Deploying Azure Databricks in your Azure Virtual Network (Preview)

The default deployment of Azure Databricks is a fully managed service on Azure: all data plane resources, including a virtual network that all clusters will be associated with, are deployed to a locked resource group. If you require network customization, however, you can deploy Azure Databricks in your own Azure Virtual Network (VNet), enabling you to:

  • Connect Azure Databricks to other Azure services (such as Azure Storage) in a secure manner using service endpoints.
  • Connect to on-premises data sources for use with Azure Databricks, taking advantage of user-defined routes.
  • Connect Azure Databricks to a network virtual appliance to inspect all outbound traffic and take actions according to allow and deny rules.
  • Configure Azure Databricks to use custom DNS.
  • Configure inbound network security group (NSG) rules to allow traffic to additional ports like H2O Flow, or outbound NSG rules to specify egress traffic.
  • Deploy Azure Databricks workspaces in your existing Azure Virtual Network.

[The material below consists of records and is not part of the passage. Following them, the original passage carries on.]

Issue #7289, opened 2019-02-14
Loading progress spinner missing on live map


Lineflyer:
No progress spinner shown on live map title bar any more.

More details when I am back home, but might be self explanatory.

rsudev:
It is clear. I observed it  as well when testing the marker clustering.
I saw it missing on the new mapsforge map. Google maps and old mapsforge map need to be confirmed.

Lineflyer:
Tested: It is missing on all map types.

Deploying Azure Databricks to your own VNet also lets you take advantage of smaller CIDR ranges (/16-/20 for the virtual network, /18-/22 for the subnets).

Note

The ability to deploy Azure Databricks to your own VNet is a preview feature and requires enrollment. To enroll, Azure Databricks must whitelist your subscription. Please work directly with your account team or send the following details to feedback_azuredatabricks@service.microsoft.com:

  • Subscription ID
  • Region
  • Description of why and how you plan to use the feature

You will be contacted and provided with detailed deployment instructions and assistance.

Workflow

To deploy Azure Databricks in your own Azure Virtual Network, you do the following:

  1. Prepare or update a virtual network to which you would like to deploy an Azure Databricks workspace.

    Two new subnets, dedicated to Azure Databricks, are required in the virtual network:

    • A private subnet with an associated network security group that allows cluster-internal communication.
    • A public subnet with an associated network security group that allows communication with the Azure Databricks control plane.

    A CIDR block between /16 - /20 is required for the virtual network, and a CIDR block between /18 - /22 is required for the private and public subnets.

  2. Create an Azure Databricks workspace in the configured virtual network.

You will be provided with ARM templates for use in configuring your Azure Virtual Network and creating your Azure Databricks workspace.